◆ **Assignment**
In the data that follows, find the line containing "(diff shortened: 1 of 8 files shown)"; then quote that line and every line after it, exactly, through the last one.

### Data records

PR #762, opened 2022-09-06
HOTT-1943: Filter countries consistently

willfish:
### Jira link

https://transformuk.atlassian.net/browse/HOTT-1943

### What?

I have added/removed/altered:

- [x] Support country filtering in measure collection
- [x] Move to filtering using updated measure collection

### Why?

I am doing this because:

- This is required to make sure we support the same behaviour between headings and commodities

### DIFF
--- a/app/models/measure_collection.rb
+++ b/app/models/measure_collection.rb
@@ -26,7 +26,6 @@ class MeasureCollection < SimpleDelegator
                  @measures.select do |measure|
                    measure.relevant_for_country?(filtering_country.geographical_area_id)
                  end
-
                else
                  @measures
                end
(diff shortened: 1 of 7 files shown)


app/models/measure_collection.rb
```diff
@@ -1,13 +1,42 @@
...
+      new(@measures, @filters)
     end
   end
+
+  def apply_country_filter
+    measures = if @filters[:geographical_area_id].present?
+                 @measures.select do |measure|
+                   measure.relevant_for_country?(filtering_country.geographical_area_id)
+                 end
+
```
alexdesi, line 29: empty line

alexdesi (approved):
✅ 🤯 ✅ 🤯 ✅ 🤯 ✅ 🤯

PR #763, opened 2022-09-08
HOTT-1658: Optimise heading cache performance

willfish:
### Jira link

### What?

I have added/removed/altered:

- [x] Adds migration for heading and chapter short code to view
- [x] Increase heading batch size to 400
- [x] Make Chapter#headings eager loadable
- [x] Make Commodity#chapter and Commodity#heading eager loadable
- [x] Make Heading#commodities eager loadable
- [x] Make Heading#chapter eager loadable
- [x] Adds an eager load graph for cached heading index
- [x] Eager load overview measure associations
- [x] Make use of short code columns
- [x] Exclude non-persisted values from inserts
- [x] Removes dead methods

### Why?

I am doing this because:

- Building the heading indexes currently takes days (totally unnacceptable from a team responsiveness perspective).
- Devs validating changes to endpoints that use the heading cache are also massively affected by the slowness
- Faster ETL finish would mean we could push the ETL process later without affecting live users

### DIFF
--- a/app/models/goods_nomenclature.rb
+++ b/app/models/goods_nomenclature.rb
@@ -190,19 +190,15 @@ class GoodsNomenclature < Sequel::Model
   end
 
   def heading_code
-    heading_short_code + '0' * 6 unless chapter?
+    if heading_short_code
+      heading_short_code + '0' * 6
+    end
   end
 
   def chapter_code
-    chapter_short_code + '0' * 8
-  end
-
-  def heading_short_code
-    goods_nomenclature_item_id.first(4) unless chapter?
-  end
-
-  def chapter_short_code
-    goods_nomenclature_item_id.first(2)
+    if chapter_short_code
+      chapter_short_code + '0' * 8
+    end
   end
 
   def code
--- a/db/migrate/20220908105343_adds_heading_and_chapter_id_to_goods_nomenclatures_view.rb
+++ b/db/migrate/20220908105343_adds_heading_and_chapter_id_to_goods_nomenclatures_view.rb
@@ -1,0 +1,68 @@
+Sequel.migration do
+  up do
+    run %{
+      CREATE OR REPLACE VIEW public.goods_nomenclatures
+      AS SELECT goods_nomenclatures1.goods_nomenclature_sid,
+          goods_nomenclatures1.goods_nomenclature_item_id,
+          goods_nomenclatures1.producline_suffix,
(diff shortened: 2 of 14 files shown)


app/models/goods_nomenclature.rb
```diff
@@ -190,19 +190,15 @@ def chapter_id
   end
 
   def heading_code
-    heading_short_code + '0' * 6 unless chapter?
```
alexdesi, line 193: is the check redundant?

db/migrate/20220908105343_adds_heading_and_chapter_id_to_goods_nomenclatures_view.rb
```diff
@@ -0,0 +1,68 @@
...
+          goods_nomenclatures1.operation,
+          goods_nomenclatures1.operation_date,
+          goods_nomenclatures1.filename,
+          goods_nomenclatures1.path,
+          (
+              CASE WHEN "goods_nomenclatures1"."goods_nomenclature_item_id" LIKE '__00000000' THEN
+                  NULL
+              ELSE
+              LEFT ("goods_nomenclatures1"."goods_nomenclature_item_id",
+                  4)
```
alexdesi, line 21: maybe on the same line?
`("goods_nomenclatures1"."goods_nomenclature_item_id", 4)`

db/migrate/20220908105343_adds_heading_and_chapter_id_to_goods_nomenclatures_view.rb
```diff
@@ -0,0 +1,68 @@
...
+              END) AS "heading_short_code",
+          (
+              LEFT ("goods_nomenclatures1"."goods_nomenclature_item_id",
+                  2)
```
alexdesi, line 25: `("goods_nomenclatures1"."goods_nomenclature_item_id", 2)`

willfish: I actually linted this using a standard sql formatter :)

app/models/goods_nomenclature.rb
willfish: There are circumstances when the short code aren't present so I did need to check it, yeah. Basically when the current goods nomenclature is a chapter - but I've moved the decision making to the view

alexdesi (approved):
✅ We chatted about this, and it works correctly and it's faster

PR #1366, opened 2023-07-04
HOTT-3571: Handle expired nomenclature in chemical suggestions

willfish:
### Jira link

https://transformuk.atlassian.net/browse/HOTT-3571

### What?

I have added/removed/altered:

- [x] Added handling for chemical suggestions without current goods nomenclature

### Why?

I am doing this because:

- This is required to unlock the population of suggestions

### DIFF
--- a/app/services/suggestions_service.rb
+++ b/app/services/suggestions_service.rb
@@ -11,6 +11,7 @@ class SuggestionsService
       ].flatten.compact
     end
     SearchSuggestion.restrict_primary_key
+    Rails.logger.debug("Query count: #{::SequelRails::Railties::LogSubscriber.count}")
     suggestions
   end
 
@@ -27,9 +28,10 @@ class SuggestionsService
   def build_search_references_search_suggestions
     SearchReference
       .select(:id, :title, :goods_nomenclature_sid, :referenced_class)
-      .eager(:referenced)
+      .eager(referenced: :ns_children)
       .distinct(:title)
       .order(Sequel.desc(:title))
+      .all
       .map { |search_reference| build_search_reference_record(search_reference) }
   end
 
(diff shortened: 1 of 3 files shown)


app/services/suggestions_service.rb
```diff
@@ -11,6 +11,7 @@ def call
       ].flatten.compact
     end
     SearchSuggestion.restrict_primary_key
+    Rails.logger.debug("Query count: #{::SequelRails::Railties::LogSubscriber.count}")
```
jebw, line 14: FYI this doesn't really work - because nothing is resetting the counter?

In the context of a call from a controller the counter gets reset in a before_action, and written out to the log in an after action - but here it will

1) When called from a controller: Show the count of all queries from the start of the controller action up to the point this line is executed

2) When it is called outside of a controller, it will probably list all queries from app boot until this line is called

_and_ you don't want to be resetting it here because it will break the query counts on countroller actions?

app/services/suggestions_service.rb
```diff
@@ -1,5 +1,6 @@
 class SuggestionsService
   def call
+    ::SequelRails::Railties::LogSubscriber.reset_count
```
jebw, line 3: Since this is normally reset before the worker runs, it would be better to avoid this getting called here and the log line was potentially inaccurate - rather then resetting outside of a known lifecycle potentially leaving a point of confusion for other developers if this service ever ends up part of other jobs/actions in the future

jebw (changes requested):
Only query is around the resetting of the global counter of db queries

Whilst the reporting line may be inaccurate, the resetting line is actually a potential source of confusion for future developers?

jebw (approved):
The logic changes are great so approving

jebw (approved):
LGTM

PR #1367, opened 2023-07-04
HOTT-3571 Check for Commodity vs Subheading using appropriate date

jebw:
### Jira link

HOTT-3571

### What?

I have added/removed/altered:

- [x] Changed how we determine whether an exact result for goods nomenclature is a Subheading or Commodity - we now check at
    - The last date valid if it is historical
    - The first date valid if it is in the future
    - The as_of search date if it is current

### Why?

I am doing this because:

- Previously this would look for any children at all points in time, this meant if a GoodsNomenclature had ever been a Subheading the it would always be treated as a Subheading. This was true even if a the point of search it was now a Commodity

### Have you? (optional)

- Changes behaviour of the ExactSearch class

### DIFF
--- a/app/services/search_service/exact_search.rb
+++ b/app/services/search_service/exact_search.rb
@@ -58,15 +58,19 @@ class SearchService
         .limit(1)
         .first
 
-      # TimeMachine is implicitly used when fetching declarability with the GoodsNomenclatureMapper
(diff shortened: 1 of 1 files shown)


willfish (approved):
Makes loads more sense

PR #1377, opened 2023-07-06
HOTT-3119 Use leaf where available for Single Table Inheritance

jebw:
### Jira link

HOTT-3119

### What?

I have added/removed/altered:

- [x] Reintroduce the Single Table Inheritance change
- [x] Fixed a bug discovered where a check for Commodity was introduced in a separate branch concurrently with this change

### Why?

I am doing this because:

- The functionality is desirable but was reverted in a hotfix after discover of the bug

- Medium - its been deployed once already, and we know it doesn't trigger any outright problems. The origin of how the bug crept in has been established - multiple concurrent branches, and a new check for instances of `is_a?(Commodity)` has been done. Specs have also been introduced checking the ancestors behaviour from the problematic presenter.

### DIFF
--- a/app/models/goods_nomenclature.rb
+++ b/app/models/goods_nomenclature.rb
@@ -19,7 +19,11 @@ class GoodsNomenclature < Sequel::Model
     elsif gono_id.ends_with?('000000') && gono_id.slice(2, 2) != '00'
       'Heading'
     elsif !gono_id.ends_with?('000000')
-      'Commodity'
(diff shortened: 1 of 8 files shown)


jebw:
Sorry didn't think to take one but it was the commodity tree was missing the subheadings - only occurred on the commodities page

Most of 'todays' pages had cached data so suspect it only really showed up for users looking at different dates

######

◆ **The answer**
(diff shortened: 1 of 8 files shown)


jebw:
Sorry didn't think to take one but it was the commodity tree was missing the subheadings - only occurred on the commodities page

Most of 'todays' pages had cached data so suspect it only really showed up for users looking at different dates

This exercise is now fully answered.